◆ **BRIEF**: Copy precisely the first line of the material below and every later line, stopping with the line that contains "forbidding repeated initialization.".
DATA RECORDS below:
PR #6874, opened 2024-12-16
Fix: forbid repeated deepspeed.initialize on training objects

traincheck-team:
Previously closed PR:
https://github.com/microsoft/DeepSpeed/pull/6848

Partially Fixes: https://github.com/microsoft/DeepSpeed/issues/6772 https://github.com/microsoft/DeepSpeed/issues/6771 https://github.com/microsoft/DeepSpeed/issues/6770 by forbidding repeated initialization.

**What are changed:**
1. Marking 'model', 'optimizer' and 'lr_scheduler' in the arguments of `deepspeed.initialize` with the flag `ds_is_inited = True`.
2. Marking 'engine', 'engine.optimizer' and 'engine.lr_scheduler' in the return values of `deepspeed.initialize` with the flag `ds_is_inited = True`.
3. When calling `deepspeed.initialize`, raise an exception if detected `ds_is_inited == True` in the input `model`, `optimizer` or `lr_scheduler`

### DIFF
--- a/deepspeed/__init__.py
+++ b/deepspeed/__init__.py
@@ -66,6 +66,50 @@ __git_branch__ = git_branch
 dist = None
 
 
+def _mark_initialized(trainobj: Union[torch.nn.Module, Optimizer, _LRScheduler]):
+    """Mark a trainobj as initialized by setting the ds_is_inited attribute to True."""
+    # we shouldn't hit the assert below, but just in case
+    assert not hasattr(
+        trainobj, 'ds_is_inited'
+    ), "Model has already been initialized, please make sure to only call deepspeed.initialize on a model once."
+    trainobj.ds_is_inited = True
+
+
+def _is_initialized(trainobj: Union[torch.nn.Module, Optimizer, _LRScheduler]):
+    """Check if a trainobj has been initialized by checking the ds_is_inited attribute."""
+    if hasattr(trainobj, 'ds_is_inited'):
+        # we shouldn't hit the assert below, but just in case
+        assert trainobj.ds_is_inited, "Not expecting the model has `ds_is_inited` to be False if it exists, make sure you didn't set it to False or called deepspeed.initialize on the model more than once."
+        return True
+    return False
+
+
+def _assert_trainobjs_not_inited(model: torch.nn.Module, optimizer: Optional[Optimizer],
+                                 lr_scheduler: Optional[_LRScheduler]):
+    """Enforce the model, optimizer, and lr_scheduler have not been used in a previous deepspeed.initialize call."""
+    if _is_initialized(model):
+        raise ValueError(
+            "Model has already been initialized, please make sure to only call deepspeed.initialize on a model once.")
+    if optimizer is not None and _is_initialized(optimizer):
+        raise ValueError(
+            "Optimizer has already been initialized, please make sure to only call deepspeed.initialize on an optimizer once."
+        )
+    if lr_scheduler is not None and _is_initialized(lr_scheduler):
+        raise ValueError(
+            "LR scheduler has already been initialized, please make sure to only call deepspeed.initialize on an LR scheduler once."
+        )
+
+
+def _mark_trainobjs_initialized(model: torch.nn.Module, optimizer: Optional[Optimizer],
+                                lr_scheduler: Optional[_LRScheduler]):
+    """Mark the model, optimizer, and lr_scheduler as initialized."""
+    _mark_initialized(model)
+    if optimizer is not None:
+        _mark_initialized(optimizer)
+    if lr_scheduler is not None:
+        _mark_initialized(lr_scheduler)
+
+
 def initialize(args=None,
                model: torch.nn.Module = None,
                optimizer: Optional[Union[Optimizer, DeepSpeedOptimizerCallable]] = None,
@@ -137,6 +181,10 @@ def initialize(args=None,
     zero.partition_parameters.shutdown_init_context()
 
     assert model is not None, "deepspeed.initialize requires a model"
+    # enforce that model, optimizer, and lr_scheduler have not been used in a previous deepspeed.initialize call
+    _assert_trainobjs_not_inited(model, optimizer, lr_scheduler)
+    # mark model, optimizer, and lr_scheduler as initialized
+    _mark_trainobjs_initialized(model, optimizer, lr_scheduler)
 
     global dist
     from deepspeed import comm as dist
@@ -220,6 +268,9 @@ def initialize(args=None,
 
     # Restore zero.Init context if necessary
     zero.partition_parameters.restore_init_context()
+
+    # mark engine, optimizer, and lr_scheduler as initialized
+    _mark_trainobjs_initialized(engine, engine.optimizer, engine.lr_scheduler)
 
     return_items = [
         engine,
--- a/tests/unit/runtime/test_ds_initialize.py
+++ b/tests/unit/runtime/test_ds_initialize.py
@@ -21,6 +21,7 @@ from deepspeed.runtime.utils import see_memory_usage
 from deepspeed.utils.torch import required_torch_version
 from deepspeed.accelerator import get_accelerator
 from deepspeed.ops.op_builder import FusedAdamBuilder
+from deepspeed import _assert_trainobjs_not_inited, _is_initialized
 
 
 @pytest.mark.parametrize('zero_stage', [0, 3])
@@ -434,3 +435,41 @@ class TestClientLrSchedulerInit(DistributedTest):
         else:
             # callable
             assert isinstance(ds_lr_scheduler, OneCycleLR)
+
+
+# https://github.com/microsoft/DeepSpeed/issues/6770
+class TestNoRepeatedInitializationAllowed(DistributedTest):
+    world_size = 1
+
+    def test_no_repeated_init(self):
+        hidden_dim = 10
+        model = SimpleModel(hidden_dim)
+        client_optimizer = torch.optim.Adam(model.parameters(), lr=0.01)
+
+        model = SimpleModel()
+        # Initialize DeepSpeed configurations for fp16
+        config_dict = {'train_batch_size': 1}
+
+        client_optimizer = torch.optim.Adam(filter(lambda p: p.requires_grad, model.parameters()), lr=1e-3)
+        # Initialize DeepSpeed engine
+        _assert_trainobjs_not_inited(model=model, optimizer=client_optimizer, lr_scheduler=None)
+        model_engine, optim, dataloader, scheduler = deepspeed.initialize(model=model,
+                                                                          optimizer=client_optimizer,
+                                                                          config_params=config_dict)
+
+        # arguments should be marked as initialized now
+        assert _is_initialized(model), "Client model should be marked as initialized"
+        assert _is_initialized(client_optimizer), "Client optimizer should be marked as initialized"
+
+        # return values should also be marked as initialized
+        assert _is_initialized(model_engine), "Model engine should be marked as initialized"
+        assert _is_initialized(optim), "Optimizer should be marked as initialized"
+        assert _is_initialized(scheduler), "Scheduler should be marked as initialized"
+
+        exception_raised = False
+        try:
+            deepspeed.initialize(model=model, optimizer=client_optimizer, config_params=config_dict)
+        except ValueError:
+            exception_raised = True
+
+        assert exception_raised, "Repeated initialization should raise an exception"


traincheck-team:

traincheck-team:
This fix still has interference with existing unit tests. Let me double check before we proceed.

traincheck-team:
The unit tests in `tests/unit/runtime/test_ds_initialize.py` all passed. 
I am not able to check other unit tests due to GPU memory constraint.

deepspeed/__init__.py
```diff
@@ -66,6 +66,50 @@ def _parse_version(version_str):
...
+def _mark_initialized(trainobj: Union[torch.nn.Module, Optimizer, _LRScheduler]):
+    """Mark a trainobj as initialized by setting the ds_is_inited attribute to True."""
+    if hasattr(trainobj, 'ds_is_inited'):
+        assert trainobj.ds_is_inited, "Not expecting the training object has `ds_is_inited` to be False if it exists, make sure you didn't set it to False or called deepspeed.initialize on the model more than once."
+        return
+
+    trainobj.ds_is_inited = True
+
+
+def _is_initialized(trainobj: Union[torch.nn.Module, Optimizer, _LRScheduler]):
```
tjruwase, line 78: Make name a bit deepspeed-specific to avoid collisions
```suggestion
def _is_ds_initialized(trainobj: Union[torch.nn.Module, Optimizer, _LRScheduler]):
```

deepspeed/__init__.py
```diff
@@ -66,6 +66,50 @@ def _parse_version(version_str):
...
+    """Check if a trainobj has been initialized by checking the ds_is_inited attribute."""
+    if hasattr(trainobj, 'ds_is_inited'):
+        # we shouldn't hit the assert below, but just in case
+        assert trainobj.ds_is_inited, "Not expecting the training object has `ds_is_inited` to be False if it exists, make sure you didn't set it to False or called deepspeed.initialize on the model more than once."
```
tjruwase, line 82: It seems odd for a boolean function to also assert or fail. Also, shouldn't function be something like 

```python
  return getattr(trainobj, 'ds_is_inited', False)
```

deepspeed/__init__.py
```diff
@@ -66,6 +66,50 @@ def _parse_version(version_str):
...
+    return False
+
+
+def _assert_trainobjs_not_inited(model: torch.nn.Module, optimizer: Optional[Optimizer],
+                                 lr_scheduler: Optional[_LRScheduler]):
+    """Enforce the model, optimizer, and lr_scheduler have not been used in a previous deepspeed.initialize call."""
+    if _is_initialized(model):
+        raise ValueError(
+            "Model has already been initialized, please make sure to only call deepspeed.initialize on a model once.")
+    if optimizer is not None and _is_initialized(optimizer):
```
tjruwase, line 93: Note that optimizer could be a Callable, not an object
https://github.com/microsoft/DeepSpeed/blob/4cd1d97460b677563d57f07a293724bdc02e0ef5/deepspeed/__init__.py#L71

deepspeed/__init__.py
```diff
@@ -66,6 +66,50 @@ def _parse_version(version_str):
...
+        raise ValueError(
+            "Optimizer has already been initialized, please make sure to only call deepspeed.initialize on an optimizer once."
+        )
+    if lr_scheduler is not None and _is_initialized(lr_scheduler):
```
tjruwase, line 97: Ditto for lr_scheduler
https://github.com/microsoft/DeepSpeed/blob/4cd1d97460b677563d57f07a293724bdc02e0ef5/deepspeed/__init__.py#L74

deepspeed/__init__.py
```diff
@@ -137,6 +181,10 @@ def initialize(args=None,
     zero.partition_parameters.shutdown_init_context()
 
     assert model is not None, "deepspeed.initialize requires a model"
+    # enforce that model, optimizer, and lr_scheduler have not been used in a previous deepspeed.initialize call
+    _assert_trainobjs_not_inited(model, optimizer, lr_scheduler)
```
tjruwase, line 185: I think this call should be moved into `_mark_trainobjs_initialized()

traincheck-team:
Thanks for the review @tjruwase. 

- I added handling for callable types for optimizer and lr_scheduler. The handling is to only mark `is_ds_inited` for objects instead of callables, as the callables are not stateful and reuse should be allowed.

Regarding,
> I think this call should be moved into `_mark_trainobjs_initialized()`
I think `_assert_trainobjs_not_inited` should still be separated from `_mark_trainobjs_initialized` as `_mark_trainobjs_initialized` is also called before `deepspeed.initialize` return the wrapped model and optimizers. The wrapped models may already have `is_ds_inited` being `True` since in DeepSpeedEngine all model flags will be passed through on the wrapper.

tests/unit/runtime/test_ds_initialize.py
```diff
@@ -434,3 +435,71 @@ def _lr_scheduler_callable(optimizer) -> _LRScheduler:
...
+        # arguments should be marked as initialized now
+        assert _is_ds_initialized(model), "Client model should be marked as initialized"
+        if optimizer_type is Optimizer:
+            assert _is_ds_initialized(client_optimizer), "Client optimizer should be marked as initialized"
+
+        # return values should also be marked as initialized
+        assert _is_ds_initialized(model_engine), "Model engine should be marked as initialized"
+        assert _is_ds_initialized(optim), "Optimizer should be marked as initialized"
+
+        exception_raised = False
```
tjruwase, line 476: Please use pytest [feature](https://docs.pytest.org/en/7.1.x/how-to/assert.html#assertions-about-expected-exceptions) for expected assertions instead of `try...except`.

tjruwase:
> If we still want to keep `_assert_trainobjs_not_inited` inside `_mark_trainobjs_initialized`, we can do either of the three:

Thanks for raising this important design issue. Below are my thoughts and/or clarifications. 

1. DeepSpeed is designed to optimize PyTorch, and currently does this by wrapping PyTorch constructs, e.g., [nn.Module](https://pytorch.org/docs/stable/generated/torch.nn.Module.html#torch.nn.Module), [optim.Optimizer](https://pytorch.org/docs/stable/optim.html#torch.optim.Optimizer), [optim.lr_scheduler](https://pytorch.org/docs/stable/generated/torch.optim.lr_scheduler.LRScheduler.html#torch.optim.lr_scheduler.LRScheduler), etc. 
2. To avoid nesting issues, DeepSpeed should not wrap DeepSpeed data structures, such as [DeepSpeedEngine](https://github.com/microsoft/DeepSpeed/blob/master/deepspeed/runtime/engine.py), [DeepSpeedOptimizer](https://github.com/microsoft/DeepSpeed/blob/cc03c76d57f41752d8cfb84c2e45b8e0da8083da/deepspeed/runtime/base_optimizer.py#L14), [DeepSpeedDataLoader](https://github.com/microsoft/DeepSpeed/blob/cc03c76d57f41752d8cfb84c2e45b8e0da8083da/deepspeed/runtime/dataloader.py#L41), etc.


Based on the above, I am aligned with your 3rd suggestion (below) of leveraging type information to simplify this PR.  
> 3\. check whether inited use type information as well, i.e. for types of DeepSpeedEngine we directly return `inited == True` instead of checking for flags.

What do you think?

traincheck-team:
Got it. Yeah 3 is technically what should be implemented instead of letting flags just flying around. Will get the update EOD.

traincheck-team:
@tjruwase Thanks for the suggestion. Please check the updated PR.

traincheck-team:
@tjruwase Hi Olatunji, are there any further modifications that you'd like me to do?

loadams:
> @tjruwase Hi Olatunji, are there any further modifications that you'd like me to do?

@traincheck-team - could you look into the failures on the nv-torch-latest-v100 test?  We've stabilized the CI and these look to be real failures.

traincheck-team:
@loadams Thanks for getting back so quickly and I apologize for the late reply. 

I inspected the 9 tests that failed. It appears to me that these tests failed because they initialized deepspeed using the same model multiple times, which is the exact behavior that this PR is trying to forbid. The PR itself is not buggy.

For example:

1. in `tests/unit/checkpoint/test_other_optimizer.TestOtherOptimizerCheckpoint::test_checkpoint_unfused_optimizer` at https://github.com/microsoft/DeepSpeed/blob/c08e69f21238f15bfe0e3779170fefa2f75d4c7e/tests/unit/checkpoint/test_other_optimizer.py#L61-L69. Two `checkpoint_correctness_verification` were invoked with the same `models` argument.
2. in `tests/unit/runtime/half_precision/onebit/test_onebit.TestZeroOneAdamCheckpointing::test` at https://github.com/microsoft/DeepSpeed/blob/c08e69f21238f15bfe0e3779170fefa2f75d4c7e/tests/unit/runtime/half_precision/onebit/test_onebit.py#L589-L617. Two `deepspeed.initialize` were invoked with exactly the same parameter.

As far as I see there are two solutions:
1. **Modify the unit tests to use separate model copies.** But I don't think you guys may want to risk doing this, but I feel this is the "right" thing to do.
2. **Optionally suppress the exceptions by env or config vars". This might be an easier and more practical solution.

deepspeed/__init__.py
```diff
@@ -65,6 +67,45 @@ def _parse_version(version_str):
...
+def _ensure_and_mark_trainobjs_inited(
+    model: torch.nn.Module,
+    optimizer: Optional[Union[Optimizer, DeepSpeedOptimizerCallable]],
+    lr_scheduler: Optional[Union[_LRScheduler, DeepSpeedSchedulerCallable]],
+    ensures_not_inited: bool = False,
+):
+    trainobjs = {"model": model, "optimizer": optimizer, "lr_scheduler": lr_scheduler}
+
+    for name, trainobj in trainobjs.items():
+        print(f"Checking {name}")
```
tjruwase, line 96: Use [log_dist](https://github.com/microsoft/DeepSpeed/blob/7f3d669b40f8d29010efd9578d4a2cdd0f16b20e/deepspeed/utils/logging.py#L107) or remove

traincheck-team: Removed it.

deepspeed/__init__.py
```diff
@@ -65,6 +67,45 @@ def _parse_version(version_str):
...
+        if trainobj is None:
+            continue
+        if name in ("optimizer", "lr_scheduler") and not isinstance(trainobj, (Optimizer, _LRScheduler)):
+            # skipping DeepSpeedOptimizerCallable and DeepSpeedSchedulerCallable
+            continue
```
tjruwase, line 100: Why not use the following simplification?

```suggestion
        if  isinstance(trainobj, (DeepSpeedOptimizerCallable , DeepSpeedSchedulerCallable)):
            continue
```

deepspeed/__init__.py
```diff
@@ -221,6 +263,9 @@ def initialize(args=None,
     # Restore zero.Init context if necessary
     zero.partition_parameters.restore_init_context()
 
+    # mark engine, optimizer, and lr_scheduler as initialized
+    _ensure_and_mark_trainobjs_inited(engine, engine.optimizer, engine.lr_scheduler, ensures_not_inited=False)
```
tjruwase, line 267: Since deepspeed objects are not marked, won't this be a no-op?

tests/unit/runtime/test_ds_initialize.py
```diff
@@ -434,3 +435,52 @@ def _lr_scheduler_callable(optimizer) -> _LRScheduler:
...
             # callable
             assert isinstance(ds_lr_scheduler, OneCycleLR)
+
+
+# https://github.com/microsoft/DeepSpeed/issues/6770
+class TestNoRepeatedInitializationAllowed(DistributedTest):
+    world_size = 1
+
+    @pytest.mark.parametrize('optimizer_type', [None, Optimizer, Callable])
+    def test(self, optimizer_type):
```
tjruwase, line 445: It would be better to split this unit test into two:
1. Validate correct marking (lines 466 -- 473)
2. Detect nested initialization (lines 475 -- 486)

deepspeed/__init__.py
traincheck-team: I've tried the suggested line previously, but isinstance checks does not work for fancy type annotations for callables. Using `if callable(trainobj)` here is also not ideal, as instances of `Optimizer` and `_LRScheduler` have a `__call__` method defined.

traincheck-team: >>> isinstance(print, DeepSpeedSchedulerCallable)
  File "<stdin>", line 1, in <module>
  File "/home/xxx/miniconda3/envs/env_test_ds_bug/lib/python3.10/typing.py", line 994, in __instancecheck__
    return self.__subclasscheck__(type(obj))
  File "/home/xxx/miniconda3/envs/env_test_ds_bug/lib/python3.10/typing.py", line 997, in __subclasscheck__
    raise TypeError("Subscripted generics cannot be used with"
TypeError: Subscripted generics cannot be used with class and instance checks

deepspeed/__init__.py
traincheck-team: `engine.optimizer` and `engline.lr_scheduler` are not necessarily deepspeed objects in my tests. Also, since optimizer and lr_scheuler are optional args to `deepspeed.initialize`, in cases where a caller does not provide an optimizer or scheduler, it is also necessary to mark objects as initialized here.

After removing this line, test[None] and test[Callable] will fail too.

deepspeed/__init__.py
tjruwase: Got it. Thanks for trying the suggestion. No need for change.

deepspeed/__init__.py
tjruwase: Got it. Thanks!

tests/unit/runtime/test_ds_initialize.py
traincheck-team: Good suggestion!

tjruwase (approved):

loadams:
FYI @traincheck-team - there still appear to be some unit test errors if you could investigate.

traincheck-team:
Thanks for the heads up. Will do that soon.

traincheck-team:
@loadams I tried to amend the six problematic commits using git rebase, but since there were previous merges from main into this branch, it caused conflicts and made things messy (e.g. see the requested reviewers of this PR as code owners).

	To fix this, I plan to create a new local branch from main, reapply the necessary changes, and then force-push it to replace this branch. This should give us a clean history while preserving the required commits.

	Let me know if you have any concerns or if there’s a better way to proceed!

traincheck-team:
@loadams Hi Logan, I apologize for the late reply. I’ve reviewed the 9 unit test failures in the recent workflow run: https://github.com/deepspeedai/DeepSpeed/actions/runs/13205140637/job/36866442471. 

My understanding is that these failures are caused by repeated model initialization, which this PR now detects and raises exceptions for.

## Evidences:
- Inspecting the affected locations confirms that the exception is raised precisely where repeated initialization occurs.

## Impacted Tests:
These failed unit tests span 3 files 
- `test_onebit.py:249`, `test_onebit.py:616`, `test_onebit.py:997`, 
- `test_other_optimizer.py:68`, `test_other_optimizer.py:107`  and 
- `test_zero_optimizer.py:365`.

## Suggested Fix:
The solution is straightforward and manageable as—ensure a new model object is created before the second initialization, which does not require modification to any critical logic. I suggest handling this in a separate PR to fix these tests.

If there are any additional failures beyond these 9, please let me know.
End of DATA RECORDS.
◆ **SOLUTION FOR THIS PROBLEM**:
PR #6874, opened 2024-12-16
Fix: forbid repeated deepspeed.initialize on training objects

traincheck-team:
Previously closed PR:
https://github.com/microsoft/DeepSpeed/pull/6848

Partially Fixes: https://github.com/microsoft/DeepSpeed/issues/6772 https://github.com/microsoft/DeepSpeed/issues/6771 https://github.com/microsoft/DeepSpeed/issues/6770 by forbidding repeated initialization.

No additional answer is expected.